Anyone bass fished these two lately and had much success never fished them and going to try to make it to one of them this week


----------



## Noah F. Doak (Jun 8, 2015)

I wouldn't fish Seneca. It's a very tough lake, especially if you've never fished there. I've been fishing it for 10 years and can count on one hand how many decent fish I've caught out of it. But for whatever the reason the Seneca spillway is incredible fishing. You can always manage to pull in some smallmouth or saugeye or at least something out of there. Don't know much about salt fork, never fished there. Good luck


----------



## Flathead76 (May 2, 2010)

I do not fish for bass. Have fished Seneca 3 times this year in the boat for saugeyes there this year. Have managed 3 legal saugeyes with many short fish. Catch more legal bass than saugeyes while fishing there. The bass have come on blade baits and dragging floating jigs with leaches or minnows.


----------



## Flathead76 (May 2, 2010)

Yes it can be a tough lake to fish. The spillway is either on or off when fishing there.


Noah F. Doak said:


> I wouldn't fish Seneca. It's a very tough lake, especially if you've never fished there. I've been fishing it for 10 years and can count on one hand how many decent fish I've caught out of it. But for whatever the reason the Seneca spillway is incredible fishing.

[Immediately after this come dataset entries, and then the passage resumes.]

PR #194, opened 2026-05-18
fix: harden process command URL parsing

DavidJBianco:
### Motivation

- Prevent `eforge generate` from crashing when overlay-provided process command templates contain malformed HTTP(S) URLs (e.g., unterminated IPv6 literals or out-of-range ports). 
- The URL extraction and parsing were calling `urllib.parse.urlsplit` and accessing `parsed.port` without handling `ValueError`, which could abort deterministic generation when an attacker-controlled local `.eforge/config/` overlay supplied a bad template.

### Description

- Defensive-guard the URL extraction helper by updating `src/evidenceforge/generation/activity/generator.py::_extract_http_url_from_command` to skip candidates that raise `ValueError` from `urlsplit` or when `parsed.port` access fails. 
- Add defensive parsing to `src/evidenceforge/generation/activity/generator.py::_http_context_from_process_command` so any `ValueError` from reparsing the selected URL returns `None` instead of propagating an exception. 
- Add unit regression coverage in `tests/unit/test_activity.py` for unterminated IPv6 literals, out-of-range ports, and a mixed command string where a malformed candidate is followed by a valid URL to ensure valid candidates are still recognized. 
- Mark the corresponding item in `TODO.md` as completed to reflect the security hardening.

### Testing

- Ran the targeted unit suite with `uv run pytest --no-cov tests/unit/test_activity.py -q` and observed all tests passed (`171 passed`).
- Ran lint/format checks with `uv run ruff check .` and `uv run ruff format --check .` and they succeeded with no formatting or lint failures.
- The new tests verify that malformed HTTP candidates are skipped and that malformed-but-followed-by-valid URLs still produce the expected correlation without causing exceptions.

------
[Codex Task](https://chatgpt.com/codex/cloud/tasks/task_e_6a0b0f2e329c83259ba50e1e1f0fe813)


DavidJBianco:

PR #195, opened 2026-05-18
fix: handle empty observation profiles

DavidJBianco:
### Motivation

- Observation profiles that are present as empty mappings (e.g., `profiles: { crash: {} }`) were accepted by config/schema validation and name lookup but treated as falsy at runtime, causing `ObservationPolicy` to raise `ValueError` during generation. 
- This produced a reproducible generation-time denial-of-service when project-local overlays supplied syntactically valid but empty profile entries.

### Description

- Make `observation_profile_names()` only advertise profiles that are mapping-backed and add `observation_profile_exists(name: str) -> bool` to check for a configured mapping in `src/evidenceforge/config/observation_profiles.py`.
- Change `ObservationPolicy.__init__` in `src/evidenceforge/events/observation.py` to treat an explicitly configured empty mapping as a valid profile and only raise when the name is truly absent, preserving the default-visible behavior for intentionally-empty profiles.
- Add regression tests in `tests/unit/test_dispatcher.py` that verify an explicitly configured empty profile yields the default visible policy and that unknown profile names still raise.
- Update `TODO.md` to record the remediation per project workflow.

### Testing

- Ran targeted unit tests: `uv run pytest --no-cov tests/unit/test_dispatcher.py::TestObservationProfiles` and `uv run pytest --no-cov tests/unit/test_validate_config.py::TestValidateConfig::test_validate_config_rejects_invalid_observation_profile_source`, both passed.
- Ran repository-wide tests with `uv run pytest --no-cov` and observed all tests passing (`3164 passed, 37 skipped`).
- Ran style checks `uv run ruff check .` and `uv run ruff format --check .`, both of which succeeded.

------
[Codex Task](https://chatgpt.com/codex/cloud/tasks/task_e_6a0b0f2d1e9483259d540bab47185079)


DavidJBianco:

You can always manage to pull in some smallmouth or saugeye or at least something out of there. Don't know much about salt fork, never fished there. Good luck


----------



## Sr.Jigger (Feb 17, 2005)

Noah, I was wondering if the advise for Seneca Lake I gave you was any help. A good friend of
mine was at Seneca the other day and had some luck vertical jigging the drop off edges to deep water.
He brought home 3 Saugeye in the 15" - 19" range.


----------



## Skippy (Dec 2, 2009)

Seneca is a sleeper in that the guys who do good there sure don't drag there fish threw every bar in town..
Fished it Friday late afternoon and kept 3, 18 to 20 inches. 9 total but only 2 I would call dinks. 
They all came cranking a point with a super shad rap plus throwing Joshy's J5 and also his 3.5 swim in smoke shad. Also kept 3 nice crappies. Just keeping the boat in the deeper water, hitting spotlock then throwing toward the shallower water.
Also would like to thank that nice guy who ran that jet ski between me and the shore. .


----------



## ducky152000 (Jul 20, 2005)

seneca is my favorite lake for eyes out of all the mwcd lakes.


----------



## G3walleye (Sep 19, 2014)

I too fished there Friday afternoon till dark with success.


----------